La decifrabilità riassuntiva del Don Giovanni conclude un gioco via via più drammatico. La solitudine di Bene, per quanto narcisistica, è sentimento del decadimento e desiderio di annientamento. Con tutta la sua carica visionaria – ristretta ad ambiti narrativi sempre più reiterati, ossessivi, e a pittorica e musicale esalazione dello spazio chiuso e limitato che lo mantiene in un dentro senza spiragli – Bene si distingue da altri visionari under o upperground; diversamente da un Fellini, non accetta più messaggio o ricerca di significati generali e il ricorso alla nostalgia, all’ironia, al clownismo; diversamente dai newyorkesi, non cerca colla droga il terreno dell’indistinto o delle dimensioni zen. È sincero fino al patetico; ma non possiamo che guardare a lui come a un esempio di quell’autodistruzione cosciente che i più disastrati rampolli di una piccola borghesia sostanzialmente reazionaria si scoprono addosso in una nevrosi che l’impotenza di quella comunica loro: non credono ai suoi miti "positivi" e neppure à quelli che una borghesia più riformista o più lazzarona vorrebbe propinargli. Prigionieri del loro io, rifiutano d’arrabattarsi come alcuni o di lottare coscientemente come altri per uscire da quel triste guscio, e Bene è troppo cattolicamente orgoglioso per trovare nelle comuni frustrazioni lo stimolo a una azione comune e a un dialogo, certo tragico e conflittuale, con la storia. Possiamo interpretarlo o compiangerlo, ma la sua è davvero e soltanto una strada di morte.
Goffredo Fofi, Capire il cinema, Feltrinelli, Milano, 1977

Critica (2):«La verginità di una donna è come un'orzaiolo nell'occhio del diavolo» diceva la presentazione di un vecchio film di Bergman.
La deflorazione di una vergine è punto d'onore per Don Giovanni, si diceva prima di Mozart. Con Mozart Don Giovanni assumeva per la prima volta una veste patetica e nelle sue conquiste risultava già uno sconfitto: le stesse melodie del musicista di Salisburgo racchiudevano quella tristezza post-coitum che rovesciava le prestazioni del famoso amatore preludendo alla frustrazione di un'eternità intravista e mai raggiunta. Il Don Giovanni di Carmelo Bene compie un passo decisivo e sdoppia dal mito umano del possesso relativo per assumere le dimensioni ultraterrene del possesso assoluto.
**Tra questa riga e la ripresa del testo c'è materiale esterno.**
PR #291, opened 2020-04-09
First attempt to develop an override checker in jinja2 templates

cattabiani:
some compilers (i.e. PGI) complain if there is no override keyword for overriding member functions. This addition to the code adds the "override" keyword in case the signature is already present in the base classes. For now it is added only for setters functions (that do not present overrides) so I could not test it. I need to find a suitable function that is not present in ast_common, is declared in a virtual class, and overridden in a derived one. Suggestions are welcome!

### DIFF
--- a/src/language/code_generator.py
+++ b/src/language/code_generator.py
@@ -58,8 +58,11 @@ if clang_format_file.exists():
 
 env = jinja2.Environment(loader=jinja2.FileSystemLoader(str(templates_dir)),
                          trim_blocks=True,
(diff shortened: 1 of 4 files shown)


pramodk:
I will wait for fixes before reviewing this as CI is failing.

cattabiani:
please retest

cattabiani:
master progressed too much and rebasing is harder than just retrying this from zero. Beside, I am not sure it is needed anymore

Issue #295, opened 2020-04-14
Ast::set_parent_in_children should not be virtual


tristan0x:
This member function is called in Ast classes constructors exclusively AFAIK. Virtual methods should not be called in constructors, more details in [isocpp.org wiki](https://isocpp.org/wiki/faq/strange-inheritance#calling-virtuals-from-ctors)
I suggest making it a simple private member function in every sub-classes of ast having children.

cattabiani:
I agree. Copy-paste error

PR #296, opened 2020-04-14
Remove virtual from set_parent_for_children (issue #295)

cattabiani:
set_parent_for_children is called only in the constructors. The
virtual keyword unnecessary and generates only confusion. 
Check issue #295 for more info


pramodk:
@cattabiani : can you rename on master and resolve conflict?

pramodk:
I was bit concerned by "non-private non-virtual function being called through base class pointer pointing to derived class". But @tristan0x made that private and this is good.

Il luciferino protagonista di Bene, convenzionalmente dissoluto e crapulone, avido e sensuale è affiancato a due donne apparentemente contrapposte: una è l'amante bella matura che ha percorso ad una ad una le tappe dell'umiliazione amorosa pur di compiacerlo, con un ambiguo e simbolico vestito che coprendola inappuntabilmente di fronte ne lascia vergognosamente nude le prosperose terga; la seconda è una donna-bambina, brutta e bigotta, ma con un fascino altrettanto ambiguo: occhi e ciglia nerissimi, treccia di carbone, ombra di baffi sopra il labbro, accentuata peluria a scurire tenere braccine.
Sull'acerba vergine si posano le brame di Don Giovanni, brutalmente sicuro del proprio fascino irresistibile. Ma la ragazzina è piissima consumatrice di grani di rosario, tetragona a qualsiasi tentazione nonostante le lacrime e il martirio che le soffocanti attenzioni del bieco corruttore le procurano. Il suo compunto faccino è compreso del suo stato di sposa di Cristo e nemmeno le esortazioni ora dolci ora aspre della donna corrotta riescono a smuoverla dal suo mutismo doloroso. Senonché quando è sola, la vergine torna... bambina, i suoi occhi diventano svogliati e le sue mani giocherellano annoiate con il rosario, componendo distratte figure; salvo riprendere immediatamente la posa guardinga con rivo di lacrime al riapparire del seduttore. Questi da parte sua, tra un banchetto e l'altro, porta giocattoli e dolciumi alla fanciulla, la implora e la minaccia, le offre caramelle, gioisce e si dispera alla vista di siffatta intoccabile virtù, usa insomma inutilmente tutte le armi del mondo profano per abbattere quel tempio di sacralità. A questo punto il film ha un sussulto che lo squassa da cima a fondo. Don Giovanni si veste da Cristo, colui che tutto può, appare alla bimba in tutta la sua mistica potenza e riesce ad ottenere ciò che vuole. L'immacolata concezione è compiuta, con la distruzione dei miti. Lo specchio delle brame, che aveva sempre rimandato un'immagine insoddisfatta, si frantuma di fronte all'impossibilità di possesso ulteriore. Ma è proprio così? È proprio riuscito vincitore Don Giovanni? O all'ultimo istante l'impotenza lo ha afferrato ed inibito condannandolo in eterno a Sisifo... erotico? E se così non fosse di chi sarà il figlio nascituro? Di Lucifero o di Cristo, entrambi prediletti dal Padre, sia pure in epoche diverse? La giustificazione del possesso assume comunque crismi divini e d'ora in avanti i re e gli imperatori avranno il loro scettro e i loro domini per omonimi diritti... compreso le jus primae noctis. Certo l'alzata d'ala finale era veramente insospettabile, a meno di ricordare il sonetto dello stessa Carmelo Bene che ne rimanda anche per qualsiasi interpretazione del film (e di tutti i suoi film, aggiungerei):

No , Time, thou shalt noi boast that I do change:
Thy pyramids built up whit newer might
To me are nothing novel, nothing strange;
They are but dressing of a former sight.
Our dates are brief, and therefore we admire
What thou dosi foist upon us that is old;
And rather make them bom to our desire
Than think that we before have heard them cold (*)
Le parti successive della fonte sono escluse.